━━ Supplied records ━━

PR #1302, opened 2023-05-20
feat: php generator - description preset example

Ferror:
PS. Let me know if that was what we were missing :)


jonaslagoni (changes requested):
Remember to add this example to the list of examples here: https://github.com/asyncapi/modelina/blob/master/examples/README.md

Other then that it looks nice 👍

jonaslagoni (approved):

PR #1310, opened 2023-05-22
fix: add missing exports for Rust

jonaslagoni:
**Description**
It's impossible to correctly overwrite the constraints because the helper function and types are not accessible. This PR exports them as all the other generators does.

Blocks #1309


leigh-johnson (approved):
👍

━━━

## Activity
Some lines in the material contain "missing". Show all of them.

## Task solution
PS. Let me know if that was what we were missing :)
fix: add missing exports for Rust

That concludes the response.